Brief: Copy the records below verbatim, from the first line through the line containing "1. BOINC state_num()", inclusive, and output nothing else.

Source records

--------------------------------------------------

PR #2015, opened 2017-08-08
Drupal: Fixed two bugs in task table.

drshawnkwang:
1. BOINC state_num() function was changing the object. Using clone $result to pass a copy of the object instead.
2. Anonymous platforms were not correctly supported. Now two LEFT JOINs and a new pretty_application_version() function should handle anonymous platforms correctly.

https://dev.gridrepublic.org/browse/DBOINCP-387

### DIFF
--- a/drupal/sites/default/boinc/modules/boincwork/includes/boincwork.helpers.inc
+++ b/drupal/sites/default/boinc/modules/boincwork/includes/boincwork.helpers.inc
@@ -1849,33 +1849,27 @@ function delete_col(&$array, $offset) {
  * Parameters
  * @param int $appverid
  *  app_version_id field, may be negative- anonymous platforms.
- * @param int $versnum
+ * @param int $vernum
  *  version_num field, application version number, may be NULL
  * @param int $plan_class
  *  plan_class field, applcation plan class, may be NULL
- * @param string $platform
+ * @param string $plfm
  *  platform name, may be NULL
  */
 function pretty_application_version($appverid, $vernum, $plan_class, $plfm) {
   switch ($appverid) {
     case ANON_PLATFORM_UNKNOWN:
       return "Anonymous platform";
-      break;
     case ANON_PLATFORM_CPU:
       return "Anonymous platform CPU";
-      break;
     case ANON_PLATFORM_NVIDIA:
       return "Anonymous platform NVIDIA GPU";
-      break;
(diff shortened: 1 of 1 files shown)


drupal/sites/default/boinc/modules/boincwork/includes/boincwork.helpers.inc
```diff
@@ -1829,9 +1831,43 @@ function delete_col(&$array, $offset) {
...
+    case ANON_PLATFORM_ATI:
+      return "Anonymous platform ATI GPU";
+      break;
+    case ANON_PLATFORM_INTEL:
+      return "Anonymous platform Intel GPU";
+      break;
+    case 0:
+      return "---";
+      break;
+    default:
```
tristanolive: Oliver, do you approve the changes as they are or should negative values be handled first? I'm assuming the latter, though you did mark this request as approved.

brevilo: What exactly do you mean by first? The current switch-case/if-else tree is unambiguous for all defined `ANON*` values, 0 and *other* negative values. If you mean by "first" that the `if` should precede the `switch`, then no, that would in fact be wrong because the `ANON*` values are negative as well and thus need to be checked first.

tl;dr: I approve the change as it is

tristanolive: Looking again, I see the concern in your original comment was addressed by 414fc98. I thought it was still an open question that you had and was waiting for a response (hence my confusion over your approval).

tristanolive:
Not to drag this PR out... I recently learned that Scrutinizer is not in an enforcing mode, so it is checking code but not ever giving a failing status. This particular PR, it claims, has 10 problems with it, mostly quite minor. I don't think we necessarily need to get that count to zero, but it may be worth reviewing the issues that were found. In this case, incorrect documentation should certainly be addressed. Unused "break" statements... not so much.

brevilo:
Good point! We should definitely make Scrutinizer a part of our review procedure. I mean what's the point of it if we don't use it.

That said, can its mode be changed for subtrees? IOW, can we enforce it for Drupal only?

drshawnkwang:
In the latest commit I've fixed some of the issues Scrutinizer found.

PR #2020, opened 2017-08-09
back end: add feature for assigning WUs to a particular version num

davidpanderson:
Allow projects to specify that WUs should be processed by particular version nums.
Add --app_version_num arg to create_work
Set app.min_version to lowest version with outstanding jobs
  (can used xadd to do this)


lfield:
Please could you let us know what tests were performed before the merge.

davidpanderson:
- create workunit with an app_version_num
- verify that the WU is dispatched using that version num
- verify that other WUs are dispatched using the latest version

PR #2025, opened 2017-08-11
Drupal: Changed how application list is obtained for project preferences.

drshawnkwang:
Application list is now obtained from the database. The project-specific preferences XML upload/configuration are overrides for the applications list.
Modified projectpref.xsd file, <apps> tag is now <app_overrides>.

https://dev.gridrepublic.org/browse/DBOINC-87


drupal/sites/default/boinc/modules/boincwork/includes/boincwork.helpers.inc
```diff
@@ -203,6 +203,21 @@ function boincwork_get_project_specific_config() {
...
+  // upload is an override.
+  if (!array_key_exists('app_overrides', $xml['project_specific_preferences'])) {
+    $simpleapps = array(
+      'title' => array(
+        '@value' => 'Run only the selected applications',
+        '@position' => 1,
+      ),
+      '@position' => 0,
+    );
+    $xml['project_specific_preferences']['app_overrides'] = $simpleapps;
```
brevilo: This `$xml` is used for validation, I'm going to update the schema (XSD) and make `app_overrides` mandatory, ok?

drupal/sites/default/boinc/modules/boincwork/includes/boincwork.helpers.inc
```diff
@@ -566,14 +615,18 @@ function boincwork_generate_prefs_element(&$form, $type, $elements, $user_prefs
...
         $checked = TRUE;
-        if (isset($app['@attributes']['selected']) AND
-            $app['@attributes']['selected'] == 'false') {
-          $checked = FALSE;
-        }
+        // If user_applications is not defined, it means there are no
+        // app_ids set in the user's project preferences payload
+        // XML. Thus all Web form values should be checked.
+
+        //if (isset($app['@attributes']['selected']) AND
```
brevilo: How about this snippet? There shouldn't be any disabled code in production.

drupal/sites/default/boinc/modules/boincwork/includes/projectprefs.xsd
```diff
@@ -134,10 +134,10 @@
 
     <!-- grouping types -->
 
-    <xs:element name="apps">
+    <xs:element name="app_overrides">
         <xs:complexType>
             <xs:sequence>
-                <xs:element name="title" type="xs:string" minOccurs="1" maxOccurs="1" />
+                <xs:element name="title" type="xs:string" minOccurs="0" maxOccurs="1" />
```
brevilo: Hm, we could think about removing the `title` entirely. Now that it gets a [fixed value](https://github.com/BOINC/boinc/pull/2025/files#diff-ea2a15c2242d752fb293111403e676afR214) anyway there's really a point to define it anymore, let alone override it. Also, this is a string that should match the upstream value to facilitate translation which is another reason to remove the override for good. Thoughts?

drupal/sites/default/boinc/modules/boincwork/includes/boincwork.helpers.inc
drshawnkwang: Commented-out code removed.

drupal/sites/default/boinc/modules/boincwork/includes/boincwork.helpers.inc
```diff
@@ -531,33 +555,58 @@ function boincwork_generate_prefs_element(&$form, $type, $elements, $user_prefs
...
+      $myapp_ids = $user_prefs['apps_selected']['app_id'];
+    }
+    else if (is_array($user_prefs['app_id'])) {
+      $myapp_ids = $user_prefs['app_id'];
+    }
+    // Fix the array in the case where there is exactly one
+    // app_id. myapp_ids should be an associative array where the
+    // values are themselves an array. In effect the app_id array
+    // needs to be pushed down onre more level in the tree.
+    if (is_array($myapp_ids) AND !is_array($myapp_ids[1])) {
```
tristanolive: $myapp_ids is not defined if neither of the above `if ... elseif`  conditions are met. This should be initialized to NULL at least to limit the possibility of bugs / unintended behavior popping up later.

drupal/sites/default/boinc/modules/boincwork/includes/boincwork.forms.inc
```diff
@@ -1248,10 +1247,12 @@ function boincwork_add_project_specific_prefs(&$form, $prefs) {
   ksort($ordered_array);
   $primed_array = array_merge($ordered_array, $unordered_array);
   $xml = array('project_specific_preferences' => $primed_array);
-    
   foreach ($xml['project_specific_preferences'] as $wrapped_element) {
     $type = key($wrapped_element);
-    $element= reset($wrapped_element);
+    $element = reset($wrapped_element);
+    if ($type=='app_overrides') {
```
tristanolive: Need spacing around "==", if style points count.

drupal/sites/default/boinc/modules/boincwork/includes/projectprefs.xsd
tristanolive: It sounds like there's no reason to keep it around. It will live on in our commit memory...

drupal/sites/default/boinc/modules/boincwork/includes/boincwork.helpers.inc
drshawnkwang: This should be fixed with the latest commit 3fead8d.

drupal/sites/default/boinc/modules/boincwork/includes/boincwork.helpers.inc
```diff
@@ -203,6 +203,17 @@ function boincwork_get_project_specific_config() {
   
   // Convert XML to array for validation
   $xml = load_configuration($raw_config_data);
+  // By default the returned array should have an 'app_overrides'
+  // element. Even if the admin did not specificy an <apps> container
```
ChristianBeer: Did you mean `Even if the admin did not specificy an <app_overrides> container`?

drshawnkwang: Fixed. Thanks for catching this.

drshawnkwang:
> What I didn't get from the comments and the code is whether the resulting payload contains the `apps_selected` container or not.

The `<apps_selected>` container is saved to the payload XML in the BOINC database, `user` table, `project_prefs` field. The code that does this starts at line 356 of boincwork.helpers.inc. This block of code sets part of an array with a the key `apps_selected`. This array is then saved using `boincwork_save_prefs()`. That function in turn calls `save_configuraiton()` which uses `array_to_xml()` which converts the aforementioned array into the payload XML.

https://github.com/BOINC/boinc/pull/2025/files/3fead8d9a53f140ac3e7e60fcc22106fc6c1186d#diff-ea2a15c2242d752fb293111403e676afR356

PR #2027, opened 2017-08-12
Manager: use "client" instead of "daemon"

davidpanderson:
use uniform terminology

### DIFF
--- a/clientgui/BOINCGUIApp.cpp
+++ b/clientgui/BOINCGUIApp.cpp
@@ -599,7 +599,7 @@ void CBOINCGUIApp::OnInitCmdLine(wxCmdLineParser &parser) {
 #if (defined(__WXMAC__) && defined(_DEBUG))
     parser.AddLongOption("NSDocumentRevisionsDebugMode", _("Not used: workaround for bug in XCode 4.2"));
 #endif
-    parser.AddSwitch("nd", "no-daemon", _("Not run the daemon"));
+    parser.AddSwitch("nd", "no-daemon", _("Don't run the client"));
 }
 
 
--- a/clientgui/BOINCBaseFrame.cpp
+++ b/clientgui/BOINCBaseFrame.cpp
@@ -642,7 +642,7 @@ void CBOINCBaseFrame::ShowDaemonStartFailedAlert() {
     );
 #else
     strDialogMessage.Printf(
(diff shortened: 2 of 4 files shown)


AenBleidd:
doc/versions.inc file should not be in this pull request

CharlieFenton:
Commit d73d512 missed changing "daemon" to "client" in these places:

* on line 629 of BOINCBaseFrame.cpp:
    strDialogTitle.Printf(
        _("%s - Daemon Start Failed"),
        pSkinAdvanced->GetApplicationName().c_str()
    );

* On lines 462 and 464 of client_state.cpp:
#ifdef _WIN32
        msg_printf(NULL, MSG_INFO, "Running as a daemon (GPU computing disabled)");
#else
        msg_printf(NULL, MSG_INFO, "Running as a daemon");
#endif

clientgui/BOINCGUIApp.cpp
```diff
@@ -599,7 +599,7 @@ void CBOINCGUIApp::OnInitCmdLine(wxCmdLineParser &parser) {
 #if (defined(__WXMAC__) && defined(_DEBUG))
     parser.AddLongOption("NSDocumentRevisionsDebugMode", _("Not used: workaround for bug in XCode 4.2"));
 #endif
-    parser.AddSwitch("nd", "no-daemon", _("Not run the daemon"));
+    parser.AddSwitch("nd", "no-daemon", _("Don't run the client"));
```
JuhaSointusalo: You could change the name of the command line switch too.

Short options are typically one character after hyphen. wxWidgets' command line parser seems to handle `-nd` without confusing it with `-n` or `-d` but I'm not sure if that's by design or by accident. I'd remove the short option.

`--no-daemon` is with hyphen but the rest of Manager and client uses underscore. Please change that.

CharlieFenton:
Changing the command line option by eliminating or modifying either the short or the long form will break any scripts that users may have which invoke that option. It is fine to add a version with the underscore, but the old ones should remain for backward compatibility.

JuhaSointusalo:
We have been beta testing for quite a while now so it's a bit late, but
anyone running beta release should know that anything new in it can change
or even be removed. --no-daemon is not in 7.6.33 so IMHO it can be changed.

PR #2073, opened 2017-08-25
Get platforms

davidpanderson:


TheAspens:
@davidpanderson  - what issue is the ati change related to?  I wanted to review that to understand the change.

The delete_spammers.php change looks fine (although if it is also related to an issue, we should note that as well).

TheAspens:
Just noticed that the delete_spammers.php change is already present in pull request #2072

JuhaSointusalo:
This change is because LHC has a plan class `native_mt`. The code matches the `ati` in it and LHC gets AMD GPU icon in [project list](http://boinc.berkeley.edu/projects.php).

Rather than improving heuristics I think a better long term solution would be to explicitly list used GPUs or other requirements in `get_project_config.php`. This way projects can freely decide how to name their plan classes and there would be no more need to patch the heuristics and add workarounds.

For projects using XML based plan classes I would copy the plan class as is into `get_project_config.php`. Any additions to plan classes would be immediately available there without any code changes. Some fancier Manager could check `get_project_config.php` to see if user's host meet the requirements, like driver version or CPU features, for any of the plan classes. For projects using code based plan classes just fall back to heuristics.

If I'm reading the code right this change as it is now will result in at least Einstein losing the AMD GPU icon in project list.

davidpanderson:
The doc says "ati":
https://boinc.berkeley.edu/trac/wiki/AppPlan#GPUplanclasses
so maybe we should revert this change and suggest that LHC change their plan class name.

JuhaSointusalo:
It never occurred to me that BOINC would have strict rules about how plan classes must, or must not, be named.

I believe that what I suggested earlier would be an improvement over the current situation. If you disagree please say so. Or if you agree but don't want to implement it right now please open an issue for it.

davidpanderson:
I think the current situation is fine; allowing arbitrary plan class names is not important.

PR #2080, opened 2017-08-29
Drupal: Modified how subscribe link layout. 

drshawnkwang:
Removed "|" for divider, use CSS for a border divider, and add permission check for new comment link.

Part of https://dev.gridrepublic.org/browse/DBOINCP-309

### DIFF
--- a/drupal/sites/default/boinc/themes/boinc/templates/node.tpl.php
+++ b/drupal/sites/default/boinc/themes/boinc/templates/node.tpl.php
@@ -74,11 +74,14 @@
  */
 ?>
 
-<?php if ($subscribe_link): ?>
-  <div class="subscribe">
+<div class="subscribe">
+  <?php if (user_access('post comments')): ?>
+    <a href="#block-comment_form_block-comment_form">Post new comment</a>
+  <?php endif; ?>
+  <?php if ($subscribe_link): ?>
     <?php print $subscribe_link; ?>
-  </div>
-<?php endif; ?>
+  <?php endif; ?>
+</div>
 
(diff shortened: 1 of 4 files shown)


drupal/sites/default/boinc/themes/boinc/templates/node.tpl.php
```diff
@@ -74,11 +74,14 @@
  */
 ?>
 
-<?php if ($subscribe_link): ?>
-  <div class="subscribe">
+<div class="subscribe">
+  <?php if (user_access('post comments')): ?>
+    <a href="#block-comment_form_block-comment_form">Post new comment</a>
+  <?php endif; ?>
+  <?php if ($subscribe_link): ?>
```
tristanolive: This does not account for the case of logged in users that do not have permission to post comments, either due to ban or insufficient credit. In that case, the subscribe link will appear with a divider on the left side even though it is the first and only link. This is why links elsewhere are contained by a `<ul class="links">` structure with `<li>` elements that are given "first" or "last" class, as appropriate. The logic has to be a bit complicated, otherwise the styling breaks down. 

Related, it looks like the same or a similar bug exists in the comment template, which is rendering a divider to the right of the last link for users who are not allowed to post.

drshawnkwang: The new commit changes the if statements around and uses the <ul> and <li> tags (and CSS classes) to generate the border between links.

The bug regarding comment links you found will be fixed separately.

drshawnkwang:
Thanks Tristan for the CSS tip. I've added it to the corresponding AEI GitLab MR.

Issue #656, opened 2015-02-04
Remove decimal points from 'Statistics' graph


romw:
**Reported by Peter Moss on 25 Feb 38440730 04:00 UTC**
It's only a small thing that I find annoying.
Your graphing functions are really very good with the multiple steps etc. depending on scale, but... Its final the labeling of the axes and the redundant decimal points that you insist in having.

i.e. My Seti graph can go from 363500.0  to 368000.0 depending if i show all or just one project. In fact ALL my graphs show the '.0' on each of the Y-Axis labels.

In our company we strip these non-essential decimalisation points as they crowd the screen! If each of the labels contains a '.' then we check to see if the legends all have the last char of '0' if all do, then strip them off. Repeat till you reach a non-zero in one or the '.', if the '.' then strip that too!

It looks neater and takes less space up!

Migrated-From: http://boinc.berkeley.edu/trac/ticket/679

Ageless93:
I think this issue can be solved now as well. Vitalii, if you have a moment, can you check if this is a lot of work? I can assume that with the multiple trillions of credits in some of the projects, that the trailing .00 are a bit excessive.

AenBleidd:
@Ageless93 Yeah, I'll check it.

AenBleidd:
Fixed in #2081

AenBleidd:
@TheAspens, could you please take a look at this ticket?
It is already fixed and ready for release.
Thanks

AenBleidd:
Fixed via #2081

TheAspens:
@AenBleidd - thanks for just proceeding to close.  Sorry for the slow response.

PR #2081, opened 2017-08-30
Manager: For Statistics graph show values on Y axis with 2 digits aft…

AenBleidd:
…er point if these two digits are not zero only

### DIFF
--- a/clientgui/ViewStatistics.cpp
+++ b/clientgui/ViewStatistics.cpp
@@ -739,8 +739,11 @@ void CPaintStatistics::DrawAxis(wxDC &dc, const double max_val_y, const double m
 	double y_start_val = ceil(min_val_y / d_oy_val) * d_oy_val;
 	d_oy_count = (int)floor((max_val_y - y_start_val) / d_oy_val);
 
+    double temp_int_part;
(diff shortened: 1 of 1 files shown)


AenBleidd:
Fixed #656

clientgui/ViewStatistics.cpp
```diff
@@ -739,8 +739,11 @@ void CPaintStatistics::DrawAxis(wxDC &dc, const double max_val_y, const double m
 	double y_start_val = ceil(min_val_y / d_oy_val) * d_oy_val;
 	d_oy_count = (int)floor((max_val_y - y_start_val) / d_oy_val);
 
+    double temp_int_part;
+    int prec = modf(d_oy_val, &temp_int_part) == 0.0 ? 0 : 2;
```
ChristianBeer: How does this cope with values like `5.001`? Shouldn't that set precision to 0? Instead it is set to 2.

AenBleidd: Ok. Will do

AenBleidd: Fixed

AenBleidd:
@davidpanderson, could you please review and merge this? Thanks

davidpanderson:
Thanks!

PR #2082, opened 2017-08-30
Locale: Update french localization files [skip ci]

ChristianBeer:
I forgot to compile the last minute change I made to fr/BOINC-Manager.po as part of a3a7b650. This brings the compiled .mo files in sync with the .po files.


davidpanderson:
Thanks.  I agree that this change doesn't merit doing a 7.8.3 release immediately.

--------------------------------------------------

Output:
PR #2015, opened 2017-08-08
Drupal: Fixed two bugs in task table.

drshawnkwang:
1. BOINC state_num() function was changing the object. Using clone $result to pass a copy of the object instead.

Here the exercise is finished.